Today’s decision is based on the findings of a ‘Europol–EMCDDA joint report on a new psychoactive substance: 4-methylmethcathinone (mephedrone)’, submitted in late March to the Council of the EU, the European Commission and the EMA, concluding Step I of the process (2). Released today on the EMCDDA website, the report features: the chemical and physical description of the drug; evidence of intoxications and fatalities; data on seizures; and information on international trafficking and the involvement of organised crime. In its conclusions, the report presents a case for a formal risk assessment of the substance (Step II).
Commenting today, EMCDDA Director Wolfgang Götz said: ‘A decision to place a new substance under control should not be taken lightly. I believe that Europe sets a good example with its fast-track mechanism for scientifically assessing the health and social risks of new drugs and investigating links to organised crime. Our decision-making process must be informed by a rational assessment of the available evidence rather than by anecdotal and possibly inaccurate reports’.
Mephedrone is a central nervous system stimulant belonging to the group of synthetic cathinone derivatives, which includes substances such as methylone, methedrone and flephedrone (3). Towards the end of 2009, increased evidence of mephedrone use and availability prompted the agencies on 20 January 2010 to embark on a formal data-collection exercise, resulting in their joint report on the substance (4).
Over the last two years, mephedrone and mephedrone-containing products have been aggressively marketed by online suppliers as a legal alternative to ecstasy, amphetamines or cocaine. Advertised online as a ‘research chemical’, 'bath salts', ‘plant food’ and even ‘hoover freshener’, the drug is commonly known by names such as: meph, drone, miaow miaow, bubbles, bounce and subcoca. In some EU Member States, users may source mephedrone from specialised shops (head/smart shops) or street-level drug dealers. The substance is often labelled 'not for human consumption', in order to circumvent potential controls.
On the basis of the risk assessment report (and at the initiative of the European Commission or a Member State), the Council may decide to subject the drug to control measures throughout the EU (Step III) (5). In such a case, EU Member States would then be required to introduce such controls in line with national laws no later than one year after the Council’s decision.
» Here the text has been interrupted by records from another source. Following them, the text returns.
Issue #469, opened 2016-01-13
Update Behat bash Script Settings


mmilutinovic1313:
The behat.sh script needs to add these lines to the FeatureContext.php file: 
   use Behat\MinkExtension\Context\MinkContext;
   MinkContext
I will update the .sh file to insert these lines upon installation.

Additionally - if anyone has other recommendations for extensions for Behat, let me know and I can add them to the composer.json file.

btopro:
@mmilutinovic1313 didn't you do this or is this that thing that optimizes the Behat script?

mmilutinovic1313:
@btopro this is the optimization thing. I'll work on adding this as a patch after I finish the menu bar bug.

PR #665, opened 2016-02-23
Behat Script update Resolved

mmilutinovic1313:
Tweaked behat.sh install script to replace FeaturesContext.php file so that it would use MinkContext


mmilutinovic1313:
https://github.com/elmsln/elmsln/issues/469

Issue #503, opened 2016-01-22
Document shortcodes


btopro:
Bill wrote a great tutorial on the process involved in applying shortcodes / tokenizing a course. wrap that into the docs

btopro:
@IBGregory ask me for the tutorial he wrote so we can get it converted to markdown and cleaned up to match how it works with the current user experience

btopro:
closed from that PR

PR #770, opened 2016-03-21
Document shortcodes #503

proconnor15:
This is the documentation for using tokens.
Issue #503


btopro:
Way too many commits for 1 file but I'll accept this for now. @proconnor15 review https://github.com/elmsln/elmsln/blob/master/mkdocs.yml and see where it would make sense to place the reference to the applying shortcodes documentation

PR #23, opened 2011-07-19
Feature/loop syntax

wesen:
Out of the same clarity/optimization needs, I decided to use {{, }} to iterate (and only iterate) over an array (or a hash depending on the language), rather than the "i can do everything" {{#section}}.

let me know what you think


specs/loop.yml
```diff
@@ -0,0 +1,128 @@
...
+  - name: Nested loops single
+    desc: Loop over a hash should not push a new context
+    data:
+      a: 'first'
+      array:
+        a: 1
+        b: 2
+        c: 3
+    template: '{{,array}}{{a}} {{/array}}'
+    expected: 'first first first '
```
urzds: This test looks exactly like the previous one. Where is the difference?

urzds:
I also support this request, as I would like to iterate over a hash (key/value pairs). Could you please add an example of how that would look like? I propose `{{,hash}}key: {{key}}, value: {{value.nstd.idx}}{{/hash}}`

Using comma `,` as the "keyword" seems a bit unintuitive, but other than `*` I also have no good idea what else to use.

urzds:
What was the reason for closing this?

wesen:
Just closing after 5 years to clean up my open pull request view :)

urzds:
Shall I submit the patch in a new pull request?

PR #31, opened 2012-01-05
Add a test case checking context precedence

cjerdonek:
It doesn't look like the spec includes a test case checking that items higher in the context stack should take precedence -- especially a test case checking this in isolation.  Here is one.


Danappelxx:
Will be merged as #114, thank you for your contribution and sorry it took 9! years.

PR #35, opened 2012-01-08
Add a test that interpolated content should not be re-interpolated

cjerdonek:
This is basically the same as the test case of issue #32, but for basic (non-section) tags.


jgonggrijp (approved):
I'm not sure this test is strictly needed, but I do agree with it.

jgonggrijp:
Merging because it does not seem controversial.

PR #43, opened 2012-04-08
Add a test not to interpret strings as lists

cjerdonek:
In Python, for example (as in many other languages undoubtedly), strings are sequence types that share many of the same properties as lists and other iterator types:

  http://docs.python.org/library/stdtypes.html#sequence-types-str-unicode-list-tuple-bytearray-buffer-xrange

It would be good to add a test for this.  One does not seem to exist yet in the spec (incidental or not).

### DIFF
--- a/specs/sections.yml
+++ b/specs/sections.yml
@@ -98,6 +98,12 @@ tests:
     template: '"{{#list}}Yay lists!{{/list}}"'
     expected: '""'
 
+  - name: Strings Not Lists
+    desc: Strings should not be interpreted as list types.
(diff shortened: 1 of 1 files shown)


jgonggrijp:
Nowadays, the following test is included in the spec, which subtly implies that a string should not be iterated as a list:

https://github.com/mustache/spec/blob/5d3b58ea35ae309c40d7a8111bfedc4c5bcd43a6/specs/sections.yml#L68-L75

Hence, the proposed addition is not needed. Closing, discussion still welcome.

PR #76, opened 2014-06-16
Update interpolation.json to match .yml

softmoth:
Also update the Rakefile to ensure the `"__ATTN__"` notice is the
at the start of the file.


softmoth:
This pull request is obsoleted by #90.

PR #85, opened 2015-01-04
Add lambdas for Go

jabley:


jabley:
How can I help this progress?

jgonggrijp:
@jabley I'm going to help you get this merged. Would you like to update your branch first?

specs/~lambdas.yml
```diff
@@ -75,6 +78,7 @@ tests:
         clojure: '(def g (atom 0)) (fn [] (swap! g inc))'
         lisp:    '(let ((g 0)) (lambda () (incf g)))'
         pwsh:    'if (($null -eq $script:calls) -or ($script:calls -ge 3)){$script:calls=0}; ++$script:calls; $script:calls'
+        go:      'func() func()(string) { g := 0; return func() string { g++; return strconv.Itoa(g); } } ()'
```
jgonggrijp, line 81: Why convert the integer to string? If possible, I would prefer that you declare that the function returns an integer.

jabley: Requiring a string was a limitation of the mustache implementation that I originally wrote, but there's no reason to enforce that limitation, and I changed my version to happily handle other types.

jgonggrijp (approved):
Thanks!

PR #86, opened 2015-01-26
Adding functions for bash

fidian:
I did not rebuild the *.json files because the __tag__ => "code" bit is
missing whenever I run `rake build`.

Bash doesn't really support lambdas, but using "echo" and "$1" should be extremely easy for other tools to use.


jgonggrijp:
@fidian I'm going to help you get this merged. Would you like to update your branch first?

PR #89, opened 2015-08-08
Test for rendering nested partials.

Ryman:
I'm assuming this is expected behavior due to already having a test for recursive partials, and that the ruby implementation handles this behavior (from my limited testing).


jgonggrijp (approved):
I realize this is a rather late review, but I'm in favor of it. 👍 

@spullara or @bobthecow, any comments?

spullara:
Makes sense to add a test for this IMHO.

PR #90, opened 2015-08-28
Ensure json files are formatted properly

softmoth:
The JSON spec files should end with a newline. Also, the "**ATTN**"
notice should be the first entry, not randomly placed, so it is
visible even in large spec files.


softmoth:
This pull request is obsoleted by #113.

PR #93, opened 2015-09-18
Enhance the Standalone Indentation test

Ryman:
The indentation should only be applied at the start of a line.

### DIFF
--- a/specs/partials.yml
+++ b/specs/partials.yml
@@ -80,7 +80,7 @@ tests:
     expected: ">\n  >\n  >"
 
   - name: Standalone Indentation
-    desc: Each line of the partial should be indented before rendering.
+    desc: Each new line of the partial should be indented before rendering.
     data: { content: "<\n->" }
     template: |
       \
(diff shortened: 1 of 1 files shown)


jgonggrijp:
Does this change actually solve anything? I mean, I don't think you can pass the new version of the test without also passing the old version.

If it does solve something, I would prefer the new version to coexist alongside the old version.

specs/partials.yml
```diff
@@ -106,6 +106,27 @@ tests:
        |
       /
 
+  - name: Standalone Indentation
```
jgonggrijp, line 109: Please add something to this `name` to distinguish it from the previous test.

specs/partials.yml
```diff
@@ -106,6 +106,27 @@ tests:
...
+    desc: Indentation should only be applied after each newline in a partial.
```
jgonggrijp, line 110: This description is not strictly true, because the indentation should also be applied to the first line, before any newline.

jgonggrijp (changes requested):
Thank you for separating this from the existing test. With some slight changes (see comments), I think we can accept this. Would you be able to update the JSON as well?

@spullara or @bobthecow, please take a quick look if you can.

Ryman:
@jgonggrijp updated and re-built the json files

jgonggrijp (approved):

PR #95, opened 2015-10-06
Add list context check

andrewthad:
Added a test case to make sure that hashmaps don't get dropped when you iterate over a list.


Danappelxx:
Will be merged as part of #114, thank you for your contribution!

‘The strength of the European early-warning system lies in the fact that, if a decision is taken to control a new drug, this will become a common position throughout the EU’, explains Wolfgang Götz. ‘New drugs marketed and sold online exploit Europe’s open consumer market and are a real test for our existing drug control structures. This poses a collective challenge for EU Member States and one which, I firmly believe, can only be addressed effectively with a collective response’.